Взрывоопасная. Сексуальная. С острым язычком. – Ты ничуть не изменилась, Дана, – шиплю ей в губы, скольжу ладонью по напряженной шее. Чувствую, как под моими пальцами яростно пульсирует сонная артерия. Пташка в ужасе, но нужно отдать ей должное. Она непроницаемо бесстрастна снаружи и умудряется смотреть на нас свысока, позорно опущенная на четвереньки перед ненавистными боссами, которых когда-то унижала и ставила на колени перед собой. Лишь слабое подергивание верхней губы выдает ее дискомфорт. На Дане нет колготок, тугая офисная юбка задрана до середины бедра. Парни скалятся, ожидая своего череда протащить мерзавку через унижения. Но я только разогрелся. – Ты поплатишься, – обещаю Дане и оттягиваю ее нижнюю губу. Она ругается и плюется в меня. Я смеюсь. – Тебе конец, дорогая.

Оглавление

Глава восьмая

МАКАР

Если однажды меня спросят о самом лучшем дне в моей жизни, я без промедлений отвечу: «День, когда мой папаша сдох».

У меня с ним были натянутые отношения, выражаясь очень деликатно.

Я не разделял любовь братьев к отцу. Не видел в нем опоры и уж точно не знал его любви. Но прекрасно помню лживую заботу, которую он с обожанием и мастерством демонстрировал на публику, появляясь где-либо с нами.

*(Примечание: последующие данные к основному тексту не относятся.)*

PR #640, opened 2024-03-03
Answer:1 Projection

Coderbegner:

### DIFF
--- a/apps/angular/projection/src/app/component/city-card/city-card.component.ts
+++ b/apps/angular/projection/src/app/component/city-card/city-card.component.ts
@@ -1,13 +1,44 @@
 import { Component, OnInit } from '@angular/core';
+import { CityStore } from '../../data-access/city.store';
+import {
+  FakeHttpService,
+  randomCity,
+} from '../../data-access/fake-http.service';
+import { CardType } from '../../model/card.model';
+import { City } from '../../model/city.model';
+import { CardComponent } from '../../ui/card/card.component';
+import { ListItemComponent } from '../../ui/list-item/list-item.component';
 
 @Component({
   selector: 'app-city-card',
-  template: 'TODO City',
+  templateUrl: 'city-card.component.html',
   standalone: true,
-  imports: [],
+  styles: [
+    `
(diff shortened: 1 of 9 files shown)


apps/angular/projection/src/app/component/city-card/city-card.component.ts
```diff
@@ -1,13 +1,44 @@
...
 
 @Component({
   selector: 'app-city-card',
-  template: 'TODO City',
+  templateUrl: 'city-card.component.html',
   standalone: true,
-  imports: [],
+  styles: [
+    `
+      ::ng-deep .bg-light-green {
```
svenson95, line 18: Try to avoid `::ng-deep` if not necessary, as in this challenge. With your implementation the class `bg-light-green` is declared globally, so if you use this class somewhere else in your application this styles will be assigned.

apps/angular/projection/src/app/component/city-card/city-card.component.ts
```diff
@@ -1,13 +1,44 @@
...
 })
 export class CityCardComponent implements OnInit {
-  constructor() {}
+  constructor(
+    private http: FakeHttpService,
+    private store: CityStore,
+  ) {}
+  cities: City[] = [];
+  cardType = CardType.CITY;
+  id!: number;
```
svenson95, line 32: `id!: number;` is not defined? i don't see where it gets assigned.

apps/angular/projection/src/app/ui/card/card.component.ts
```diff
@@ -1,61 +1,32 @@
...
 })
 export class CardComponent {
   @Input() list: any[] | null = null;
-  @Input() type!: CardType;
   @Input() customClass = '';
+  @Output() add = new EventEmitter<void>();
 
-  CardType = CardType;
+  @ContentChild('rowRef', { read: TemplateRef })
+  rowTemplate!: TemplateRef<{ $implicit: any }>;
```
tomalaforge, line 25: you can use a directive instead of magic string

PR #644, opened 2024-03-04
Answer:46

satutama:
- Refactor the list items with @for block
- provided provideAnimations()
- Added slideIn animation and stagger animation

### DIFF
--- a/apps/angular/simple-animations/src/app/app.component.ts
+++ b/apps/angular/simple-animations/src/app/app.component.ts
@@ -21,7 +21,7 @@ import { ANIMATIONS } from './app.animation';
   `,
   template: `
     <div class="mx-20 my-40 flex gap-5">
-      <section [@slideIn]>
+      <section @slideIn>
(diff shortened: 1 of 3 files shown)


apps/angular/simple-animations/src/app/app.component.ts
```diff
@@ -19,7 +21,7 @@ import { Component } from '@angular/core';
   `,
   template: `
     <div class="mx-20 my-40 flex gap-5">
-      <section>
+      <section [@slideIn]>
```
svenson95, line 24: Are these brackets needed because you pass an array `ANIMATIONS`? Nice way of adding the animations by the way, i've always imported the animations seperate. This seems a bit cleaner 👍

satutama: hey nice catch, thanks! I was binding it to some value but decided not to. But forgot to remove the binding syntax.
I have fixed that.

PR #646, opened 2024-03-05
Answer 46 simple animations async

svenson95:
I forgot that i wanted to try `provideAnimationsAsync()`, had to change a bit of my animation as well to make it work.

### DIFF
--- a/apps/angular/simple-animations/src/app/app.animations.ts
+++ b/apps/angular/simple-animations/src/app/app.animations.ts
@@ -1,0 +1,35 @@
+import {
+  animate,
+  keyframes,
+  query,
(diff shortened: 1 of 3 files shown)


tomalaforge:
In this case, you should not use the async provider, because you want the animation immediately. The async provider is great if you want to load the animation package later in your application.

svenson95:
Yes this is not the best use case for that. I'll take this as a lesson for my next challenge creations, to check out similar methods or providers in this case, and find a good example as a use case.

svenson95:
That sounds good, i'll add a bonus task in the challenge for this async provider subject.

PR #647, opened 2024-03-05
Style button hover

svenson95:
- Added hover styling for following buttons in landing page
  - Get Started
  - Go to the latest Challenge
  - Give a star
  - Sponsor the Project (in footer)
- Added hover styling for buttons in content pages (e. g. challenge page) in the right sidebar
  - Email subscription
  - Give a star
  - Sponsor
- Added hover styling for buttons in article footer
  - Community solutions*
  - Author's solution
  - Article
  - ...

On the angular challenges landing page is a subscribe button, which i fixed a week ago or so - font color in dark mode wasn't updated to white.

I noticed that there is a button hover styling on the subscribe button but not on other similar buttons. So i added a hover styling for the similar buttons and fixed the hover styling of the subscribe button.

### DIFF
--- a/docs/src/components/SubscriptionForm.astro
+++ b/docs/src/components/SubscriptionForm.astro
@@ -85,12 +85,9 @@ const { data } = await getEntry('i18n', lang ?? 'en');
       text-decoration: none;
       font-size: var(--sl-text-sm);
       background: var(--sl-color-text-accent);
-      transition: var(--button-transition);
 
       &:hover {
         top: unset;
-        transform: var(--button-transform);
-        transition: var(--button-transition);
       }
     }
   }
--- a/docs/src/components/SubscriptionForm.astro
+++ b/docs/src/components/SubscriptionForm.astro
@@ -88,6 +88,7 @@ const { data } = await getEntry('i18n', lang ?? 'en');
 
       &:hover {
         top: unset;
+        opacity: unset;
       }
     }
   }
--- a/docs/src/components/SubscriptionForm.astro
+++ b/docs/src/components/SubscriptionForm.astro
@@ -85,6 +85,13 @@ const { data } = await getEntry('i18n', lang ?? 'en');
       text-decoration: none;
       font-size: var(--sl-text-sm);
       background: var(--sl-color-text-accent);
+      transition: var(--button-transition);
+
+      &:hover {
+        top: unset;
+        transform: var(--button-transform);
+        transition: var(--button-transition);
+      }
     }
   }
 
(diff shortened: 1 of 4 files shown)


docs/src/components/SubscriptionForm.astro
```diff
@@ -85,6 +85,13 @@ const { data } = await getEntry('i18n', lang ?? 'en');
       text-decoration: none;
       font-size: var(--sl-text-sm);
       background: var(--sl-color-text-accent);
+      transition: var(--button-transition);
```
svenson95, line 88: Added `transition` here to also show the out-animation, without these, only the hover is animated but not on unhovering.

docs/src/components/SubscriptionForm.astro
```diff
@@ -85,6 +85,13 @@ const { data } = await getEntry('i18n', lang ?? 'en');
...
+
+      &:hover {
+        top: unset;
```
svenson95, line 91: `top: unset` because the current implementation is from a library i guess, so i couldn't find the styling in this project. Moving the button up with `top` did work but the transition doesn't work for the `top` attribute, now the button moves up through `transform: translateY(-1px)`.

docs/src/styles/custom-css.css
```diff
@@ -50,6 +53,18 @@
   margin: 0px 2px;
 }
 
+a.action, 
+.article-footer > a, 
+.action-footer > a.action-button {
```
svenson95, line 58: - `a.action` are all landing-page start buttons, get started, go to latest challenge ...
- `.article-footer > a` explains itself 😄 
- the `.action-footer` is in the right sidebar on a content page

docs/src/styles/custom-css.css
```diff
@@ -73,6 +88,10 @@
   align-items: center;
   margin-top: 0;
   background-color: var(--sl-color-accent-high);
+
+  &.action {
```
svenson95, line 92: In light mode this button has black font-color while hover on it.

Bildschirmfoto 2024-03-05 um 18 15 32

tomalaforge:
Thanks a lot for improving the UX of the page. 
But I don't know how I feel about the button moving up on hover 😅. I think I prefer a simple hover. too much animations for me 😅

svenson95:
Yeah that's fine, i've just add these animations because the email subscribe button has it already. So that all buttons have roughly the same styling. 

Do you want me to change the subscribe button hover styling, remove that moving up and just `opacity: 0.9`? The subscribe button have this opacity 0.9 currently, that alone looks fine for me too.

tomalaforge:
Indeed, I haven't seen that the button was moving. I think I still prefer without the small animation. Too many animations for me 👍
Thanks for doing that

svenson95:
Requested changes done

tomalaforge (approved):

svenson95:
@tomalaforge then I misunderstood something, i'll add the hover effect again in a new PR.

До сих пор задаюсь вопросом: этот человек вообще любил кого-то, кроме себя и денег?

Я, Рома и Феликс ничего для него не значили, но братья считают иначе. Наверное, я мог бы сказать им правду о том, какой монстр воспитывал нас. Тем не менее, не решался и вряд ли решусь. Это разобьет им сердца.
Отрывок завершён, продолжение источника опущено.